Submitted to: National Entomological Society of America Annual Meeting
Publication Type: Abstract Only
Publication Acceptance Date: 6/24/2004
Publication Date: 11/15/2004
Citation: Shelby, K., Popham, H.J. 2004. The role of plasma phenoloxidase in resistance of heliothis virescens larvae to baculovirus infection [abstract]. National Entomological Society of America Annual Meeting p. 118.

Interpretive Summary:

Technical Abstract: Heliothis virescens larval plasma contains high levels of an antiviral activity against Helicoverpa zea single nucleopolyhedrovirus (HzSNPV) budded virus in vitro. Preliminary results indicated that phenoloxidase is primarily responsible for this virucidal effect. However it is known that other enzymes which generate antimicrobial reactive oxygen intermediates and reactive nitrogen intermediates are present in hemolymph which could contribute to the observed virucidal activity. To elucidate the contributions of phenoloxidase and other candidate activities to plasma innate immune response against baculovirus infection we have used specific metabolic inhibitors.
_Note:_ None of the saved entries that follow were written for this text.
PR #706, opened 2020-10-05
fix: missing yarn install step

JulianLeviston:
First up, massive massive props for making it relatively easy to edit your documentation and suggest PRs on it. Well done there!

I was going through the installation instruction today (new reason user) and I noticed this was missing.
For seasoned JS devs used to yarn/npm, it's obvious what to do, but I thought it wouldn't hurt to add it for anyone else.

PR #717, opened 2020-12-15
Update installation.md

codemilli:
I should install npm packages with `yarn` command before `yarn build`


codemilli:
Duplicated https://github.com/reasonml/reasonml.github.io/pull/706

In vitro the general inhibitors of melanization (N-acetyl cysteine, ascorbate and glutathione), and specific inhibitors of phenoloxidase (phenylthiourea, Kojic acid and Sodium benzoate), completely blocked virucidal activity up to the level seen in controls. Addition of the enzyme catalase to plasma did not affect virucidal activity; however addition of superoxide dismutase exhibited a modest inhibitory effect. Pull-down assays in which plasma phenoloxidase was depleted from samples using increasing concentrations of rabbit polyclonal anti-PO antisera reduced virucidal activity in a concentration dependent manner. Immunoblots confirm that phenoloxidase was removed from plasma by this treatment. Inhibitors of Nitric oxide synthase activity did not affect virucidal activity. Our results confirm that phenoloxidase is the predominate activity in larval plasma accounting for inactivation of HzSNPV in vitro, and that phenoloxidase-dependent superoxide production may contribute to this virucidal activity.